Data below:

PR #756, opened 2023-05-08
fix(githhub service): get call to github to prevent race condition

kishore03109:
Copying from @alexanderleegs's write up in slack: 
## Problem

issue with releasing the refetch behaviour change - specifically for concurrent editing of pages in similar locations with different users, there is the risk of race conditions. E.g. User A and B both want to modify folder 1; User A edits a page in folder 1, but before he submits the operation, user B deletes the folder - we suspect this will cause a floating page in the deleted folder 1 that is inaccessible via CMS. This issue is already present in production currently, but it's mostly mitigated by our refetch behaviour, because retrieving updated data on refocus will immediately stop users from making these changes to recently updated files/folders.

Closes [insert issue #]

## Solution

Our proposed solution involves adding guards to create and update operations in the base GithubService - other operations (e.g. deleting an already removed file) will trigger an error from Github itself already, so only create and update endpoints have the potential to cause errors. We would have to make an additional query for each create and update endpoint to check that the file/directory still exists before we can make the change, so this increases the number of API calls we're making, but we feel that this is still an overall improvement over refetching on focus since there are a lot more GET queries than CREATE/UPDATE. We can monitor the overall change in token usage after pushing all the changes to see if this will cause any issues

## Tests

To be honest, quite worried about this PR since the surface area of bugs is quite large. Manual testing done so far:
1) CRUD operations for files,folders 
2) unable to replicate bug in the problem stated in this PR 
3) Creating resource rooms folders
4) Creating more deeply nested media folders
5) Moving pages

Please feel free to put any notes about flows that I might have missed out here!

### DIFF
--- a/src/services/db/GitHubService.js
+++ b/src/services/db/GitHubService.js
@@ -106,6 +106,11 @@ class GitHubService {
         !isCreatingTopLevelDirectory && !isCreatingNewResourceFolder
 
       if (checkDirectoryExist) {
+        /**
+         * When we are creating a new resource post or creating a new subDirectory,
+         * we create a _posts and a .keep folder respectively. However, we still need to check if
+         * parent directory still exists.
+         */
         const isCreatingSubDirectory = fileName === ".keep"
         const isCreatingPostResource = directoryName.endsWith("_posts")
         if (!directoryName) {
@@ -113,6 +118,7 @@ class GitHubService {
         }
         let pathToCheck = directoryName
         if (isCreatingSubDirectory || isCreatingPostResource) {
+          // get parent directory
           pathToCheck = directoryName.split("/").slice(0, -1).join("/")
         }
         // this is to check if the file path still exists, else this will throw a 404
--- a/src/services/db/GitHubService.js
+++ b/src/services/db/GitHubService.js
@@ -94,6 +94,23 @@ class GitHubService {
     const { accessToken, siteName, isomerUserId: userId } = sessionData
     try {
       const endpoint = this.getFilePath({ siteName, fileName, directoryName })
+      const isCreatingTopLevelDirectory = fileName === "collection.yml"
+      const isCreatingNewResourceFolder = fileName === "index.html"
+      const checkDirectoryExist =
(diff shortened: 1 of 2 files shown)


src/services/db/GitHubService.js
```diff
@@ -94,6 +94,23 @@ class GitHubService {
     const { accessToken, siteName, isomerUserId: userId } = sessionData
     try {
       const endpoint = this.getFilePath({ siteName, fileName, directoryName })
+      const isCreatingTopLevelDirectory = fileName === "collection.yml"
+      const isCreatingNewResourceFolder = fileName === "index.html"
```
harishv7, line 98: just curious, how do we know that if filename===index.html means a new resource folder is created?

alexanderleegs: It's our invariant for repo structure currently, but that might change in future - I think I'm okay with this for now, but we should leave a comment here about the invariants we currently use, so that we can modify this in future if necessary

harishv7: okay, let's leave comments for future context

seaerchin:
tests r failing @__@

src/services/db/GitHubService.js
```diff
@@ -94,6 +94,23 @@ class GitHubService {
...
+      const checkDirectoryExist =
+        !isCreatingTopLevelDirectory && !isCreatingNewResourceFolder
+
+      if (checkDirectoryExist) {
+        const isCreatingSubDirectory = fileName === ".keep"
+        const isCreatingPostResource = directoryName.endsWith("_posts")
+
+        let pathToCheck = directoryName
+        if (isCreatingSubDirectory || isCreatingPostResource) {
+          pathToCheck = directoryName.split("/").slice(0, -1).join("/")
```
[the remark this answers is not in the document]
kishore03109: done

src/services/db/GitHubService.js
kishore03109: comment added!

harishv7 (approved):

End of Data.

**Exercise directions:** Whichever lines of the data include the word "endsWith", pull them out.

**Task solution:**
         const isCreatingPostResource = directoryName.endsWith("_posts")
+        const isCreatingPostResource = directoryName.endsWith("_posts")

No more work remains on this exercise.